Alternatives to x86 for Physics Processing

Tiffany Trader
CMS Higgs boson decays 250x

The global distributed computing system known as the Worldwide LHC Computing Grid (WLCG) brings together resources from more than 150 computing centers in nearly 40 countries. Its mission is to store, distribute and analyze the 25 petabytes of data generated each year by the Large Hadron Collider (LHC), based out of the European Laboratory for Particle Physics (CERN) in Geneva, Switzerland. Projects of this magnitude require significantly more computational resources than can be delivered by one facility, hence the need for a multi-organizational, international grid computing system. This infrastructure supports the science that makes discoveries like the Higgs boson possible.

Even more capacity will be required going forward. It is predicted that datasets must increase by 2-3 orders of magnitude to realize the full potential of this scientific instrument. Keeping LHC computing relevant in the coming years will require significant advances on the hardware side. Starting around 2005, processors began hitting their scaling limits, owing mostly to their tremendous power demand.
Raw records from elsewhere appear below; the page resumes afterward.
PR #10934, opened 2025-06-21
error code draft

JonathanStarup:


main/src/ca/uwaterloo/flix/language/errors/TypeError.scala
```diff
@@ -41,6 +42,8 @@ object TypeError {
     * @param loc  the location where the error occured.
     */
   case class ConstructorNotFound(clazz: Class[?], tpes: List[Type], renv: RigidityEnv, loc: SourceLocation) extends TypeError {
+    def errorCode: ErrorCode = ErrorCode.ConstructorNotFound
```
JonathanStarup, line 45: Here it is easy to check - you just verify that the name makes sense

main/src/ca/uwaterloo/flix/language/errors/ErrorCode.scala
```diff
@@ -0,0 +1,29 @@
+package ca.uwaterloo.flix.language.errors
+
+sealed trait ErrorCode {
+  import ErrorCode.*
+  def id: Int = this match {
+    case ConstructorNotFound => 47261
```
JonathanStarup, line 6: Here it is easy to check, since they are just one long list. You can also freely change the implementation to look at at config file or whatever you want.

The job of finding unique ID's is completely contained in this method

magnus-madsen:
I prefer the Rust design where each error is its own EXYZ value. In any case, I decided this is not a priority for now.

This challenge has driven interest in new processor architectures, other than general purpose x86-64 processors.

This situation has inspired an international team of distinguished scientists to examine the viability of the ARM processor and the Intel Xeon Phi coprocessor for scientific computing. They’ve written a paper describing their experience porting software to these processors and running benchmarks using real physics applications. Their goal is to assess the potential of these processors to be utilized for production physics processing.
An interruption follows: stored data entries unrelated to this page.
Issue #10855, opened 2025-06-11
Rework `IpAddr`


magnus-madsen:
Rework `IpAddr` to the following types (in separate files and with their own modules as needed):

```
enum IpAddr {
case V4(Ipv4Addr)
case V6(Ipv6Addr)
}

enum Ipv4Addr {
  case Ipv4Addr(...)
}

same for Ipv6Addr
```

magnus-madsen:
We will want to implement Eq, Order, and our own ToString on these types.

magnus-madsen:
@CadeMichael Can you take a look at https://doc.rust-lang.org/std/net/struct.Ipv4Addr.html and propose what constants and functions we would want? I don't want all that stuff, just the basics.

magnus-madsen:
We can do these improvements in small PRs

CadeMichael:
for **Ipv4** do these constants and methods seem like a good starting point?

- constants
    - bits (32)
    - broadcast (225, 225, 225, 225)
    - _don't need_ localhost (Inet gives us localhost)
- methods
    - `toBytes`
    - `fromBytes` (we have)
    - `toIpV6`
    - `toString`
    - `Eq`

**Ipv6**

+ constants
  * bits
+ methods
  * `toBytes`
  * `fromBytes`
  * `fromString`
  * `toString`
  * `toIpv4`
  * `Eq`

magnus-madsen:
I think we would still want localhost right?

Instead of fromString, we can implement the FromString trait for both types.

The rest look good.

magnus-madsen:
Perhaps bits is not necessary.

CadeMichael:
> I think we would still want localhost right?
> 
> Instead of fromString, we can implement the FromString trait for both types.
> 
> The rest look good.

sounds good.

I omitted localhost because if you pass "localhost" into the `getAddress` Inet function it returns the correct IP. I can add an explicit Flix function if that would make it more intuitive.

magnus-madsen:
I think an explicit function would be useful.

rywiese:
@CadeMichael btw, I added a `toByteArray` function to this file, so I would maybe suggest renaming `toBytes`/`fromBytes` to `toByteList`/`fromByteList` so that all byte conversion methods are explicit abt what collection they convert

magnus-madsen:
We should also consider not fixing ourselves to List. Have a look at Foldable and Collectable.

PR #10944, opened 2025-06-23
feat: add functionality to and refactor `IpAddr`

CadeMichael:
Addresses #10855.

First push separates `IpAddr` into two enums for v6 and v4. Next step is adding functionality.

### DIFF
--- a/main/src/library/IpAddr.flix
+++ b/main/src/library/IpAddr.flix
@@ -70,11 +70,11 @@ mod IpAddr {
     ///
     pub def fromString(s: String): Option[IpAddr] = try {
         match Ipv6Addr.fromString(s) {
-          case Some(v6) => Some(IpAddr.V6(v6))
-          case None => match Ipv4Addr.fromString(s) {
-            case Some(v4) => Some(IpAddr.V4(v4))
-            case None => None
-          }
+            case Some(v6) => Some(IpAddr.V6(v6))
+            case None => match Ipv4Addr.fromString(s) {
+              case Some(v4) => Some(IpAddr.V4(v4))
+              case None => None
+            }
         }
         } catch {
             case _ : UnknownHostException => None
--- a/main/src/library/IpAddr.flix
+++ b/main/src/library/IpAddr.flix
@@ -14,20 +14,26 @@
  *  limitations under the License.
  */
 
+
+
 ///
-/// Represents an IP address
+/// Represents an IP address.
 ///
 enum IpAddr with Eq, ToString {
-  case V4(Ipv4Addr),
-  case V6(Ipv6Addr)
+    case V4(Ipv4Addr),
+    case V6(Ipv6Addr)
+}
+
+instance FromString[IpAddr] {
+    pub def fromString(x: String): Option[IpAddr] = IpAddr.fromString(x)
 }
 
 mod IpAddr {
 
-    import java.net.UnknownHostException
-
     use Ipv4Addr.Ipv4Addr
     use Ipv6Addr.Ipv6Addr
+
+    import java.net.UnknownHostException
 
     ///
     /// Converts a `List[Int8]` into `IpAddr`
@@ -35,10 +41,10 @@ mod IpAddr {
     /// an Ipv4 is 4 bytes and Ipv6 is 16 bytes
     ///
     pub def fromBytes(l: List[Int8]): IpAddr = match l {
-        case b1 :: b2 :: b3 :: b4 :: Nil => {
+        case b1::b2::b3::b4::Nil => {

For the ARM investigation, the test setup included two low-cost development boards, the ODROID-U2 and the ODROID-XU+E, each sporting eMMC and microSD slots, multiple USB ports and 10/100Mbps Ethernet with an RJ-45 port. Each uses a 5V DC power adaptor.

The authors write that “the processor on the U2 board is an Exynos 4412 Prime, a System-on-Chip (SoC) produced by Samsung for use in mobile devices. It is a quad-core Cortex A9 ARMv7 processor operating at 1.7GHz with 2GB of LP-DDR2 memory. The processor also contains an ARM Mali-400 quad-core GPU accelerator, although that was not used for the work described in this paper.”

They continue: “The XU+E board has a more recent Exynos 5410 processor, with 4 Cortex-A15 cores at 1.6GHz and 4 Cortex-A7 cores at 1.2GHz, in ARM’s big.LITTLE configuration, with 2GB of LDDR3 memory, as well as a PowerVR SGX544MP3 GPU (also not used in this work).”

For the Phi investigations, the team created a basic HEP software development environment to support application and benchmark tests which can run directly on the Phi card. The setup employed a Xeon Phi 7110P card attached to an Intel Xeon box with 32 logical cores.

The paper delves further into the hardware and software specifics for each test environment as well as the various challenges and limitations that presented. There is also a discussion of experimental results and general tools support. The authors make the point that “when comparing and optimizing for various architectures, understanding the performance obtained in detail is as important as obtaining overall benchmark numbers.”

As could be predicted, single core performance is much lower for ARMv7 processor than traditional x86 processors, but the performance per watt is much improved for the ARM chips. The authors conclude “the potential for use in scientific (general purpose) computing is clear.” They also report “successful ports of both the IgProf profiler and the DMTCP checkpointing package to ARMv7.” Despite these positive initial tests, more work is needed before there is a clear answer on the benefits of these alternative architectures for HEP computing.

The paper describing this research has been submitted to proceedings of the 20th International Conference on Computing in High Energy and Nuclear Physics (CHEP13), Amsterdam.